As we pass two sisters of servitude, one of them shushes us, even though we’re not speaking. I let Poppy drag me to the far right of the library, where the shelves form a staircase that winds up to the mezzanine.
“What’s going on?” I whisper as she leads me up the steps.
“I want you to see something,” she whispers back.
At the top of the stairs, we pass three nooks of shelves before taking another set of stairs that leads to the next level, and the next, and the next. Poppy hums a merry tune as we ascend, making me wonder why a girl so excited by libraries ever wanted to become a slayer’s conciliar.
Eventually, the mezzanines end, and we reach a mahogany door labeled STAIRS. Poppy rubs her hands together, and I wrinkle my brow. This has got to lead to an attic or some other private space like the librarian’s living quarters. A magical seal glows in the gap between the door and its frame, indicating that this space is out of bounds. Poppy twists her foci-ring, looking like she’s about to break in.

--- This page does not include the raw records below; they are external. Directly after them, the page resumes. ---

PR #1028, opened 2023-06-14
codeql setup

trajan0x:
**Description**

Adds codeql scanning


trajan0x:
Currently blocked on this, can't revert this: 

image

Until [this](https://github.com/synapsecns/sanguine/actions/runs/5266275965/jobs/9519997248) completes, but we will be able to tell if it fails at the right step (upload-sarif-results)

PR #1029, opened 2023-06-14
fix ui-preview worfklow when matrix vector contains no values

trajan0x:
**Description**

Fixes ui preview vector when output contains no values

image


trajan0x:
image
 
Fix worked, merging

PR #1039, opened 2023-06-14
Removing dependency from core to ethergo since ethergo depends on core

joecroninallen:
Removing dependency from core to ethergo since ehtergo depends on core

### DIFF
--- a/core/testsuite/suite.go
+++ b/core/testsuite/suite.go
@@ -4,11 +4,10 @@ package testsuite
 import (
 	"context"
 	"fmt"
-	"github.com/ethereum/go-ethereum/params"
 	"github.com/ipfs/go-log"
 	"github.com/stretchr/testify/suite"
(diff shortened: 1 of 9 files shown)


CryptoMaxPlanck (approved):
+1

core/testsuite/suite.go
```diff
@@ -213,12 +212,5 @@ func (s *TestSuite) MustMarshall(v any) []byte {
 
 // MakeBackend creates a new backend. These backends are modified to accept the higher gas limit required by the summit harness.
 func (s *TestSuite) MakeBackend(ctx context.Context, chainID *big.Int) backends.SimulatedTestBackend {
```
trajan0x, line 214: Remove altlogether, no more circular dependency

trajan0x (changes requested):

core/testsuite/suite.go
joecroninallen: done

PR #1040, opened 2023-06-14
FE: Hotfix - Stake page balances

aureliusbtc:
Fixes stake page balances not displaying, due to a bug caused from poolId being 0 & `!stakingPoolId` returning true.

### DIFF
--- a/packages/synapse-interface/pages/stake/StakeCard.tsx
+++ b/packages/synapse-interface/pages/stake/StakeCard.tsx
@@ -2,6 +2,7 @@ import { useState, useEffect } from 'react'
 import { useAccount, useNetwork } from 'wagmi'
 import { formatUnits } from '@ethersproject/units'
 import { Zero } from '@ethersproject/constants'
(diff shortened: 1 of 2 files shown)


packages/synapse-interface/pages/stake/StakeCard.tsx
```diff
@@ -59,8 +60,8 @@ const StakeCard = ({ address, chainId, pool }: StakeCardProps) => {
   })
 
   useEffect(() => {
-    if (!address || !chainId || !stakingPoolId) return
-    getStakedBalance(`0x${address.slice(2)}`, chainId, stakingPoolId)
+    if (!address || !chainId || stakingPoolId === null) return
```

“Hey.” I grab her hand. “If Sister Pizan catches us—”
“She won’t.” Poppy raises her palm, and silver light shimmers over our bodies. It’s an enchantment similar to the shielding spell Kofi placed over the monster and me, except it follows us as we move.
After placing her fingers on the lock and dimming the door’s glowing seal, Poppy turns the handle and steps inside.
As soon as I follow after her, the door shuts, and darkness surrounds me like a crypt. I grope around for Poppy and grab her shoulder.
“The curation room is up here.” She clicks her fingers, and the jewel on her ring flares with light.
r /> We walk through a vestibule about the size of our room and ascend a short staircase that leads to another door. Poppy places her hand on the wood and turns to me with a mischievous grin. “Promise not to touch anything.”
“I’ll leave the illicit handling to you,” I mutter.
With a snort, she pushes the door open. The attic is even cooler than the library, and the only scent in the room is Poppy’s summer meadow shampoo. I glance around the huge, windowless space, which is kept bright with the same magic the seer used for her attic.
Rows of white, preserving tables stretch down the middle, some looking large enough to accommodate a mammoth. Along the walls stand huge wire racks containing wooden crates, trunks, and all manner of storage. My mind flits to announcements Presbytera Driver occasionally makes when slayers destroy vampire nests. What if all this old stuff was their property?
Among the chests are racks of crumbling books, old scrolls, and yellowed paper stacked and wrapped in string. This appears to be a storage space for items awaiting sorting and restoration.
Poppy loops her arm through mine. “Madoc and I used to visit this place when he was an apprentice here,” she says with a wistful sigh. “Now, we have to wait until he returns from missions.”
A laugh bubbles up from my chest as I can almost see them as an elderly couple, going antiquing. I glance over my shoulder for signs of a librarian or her army of assistants, but only find more shelves. “Where did you say he was right now?”
“Dublin,” Poppy replies. “He’s part of the team investigating the fire in Malone Convent, remember?”
Walking alongside her, I rub the back of my neck and grimace. “Ugh… Sorry. I’ve had so much on my mind.”
Poppy stops at a rack of gigantic, leather-bound books and encases her hands in white magic. “It’s a wonder that you’re still standing.”
I step back and fold my arms. “Why aren’t we looking through the perfectly preserved scans available on the libraryNet?”
“These items are awaiting digitization.” Poppy turns her head from side-to-side, surveying the tall, leather spines. “Besides, anything scanned can be manipulated by a first-year mage.” She pulls out a tome about half her size.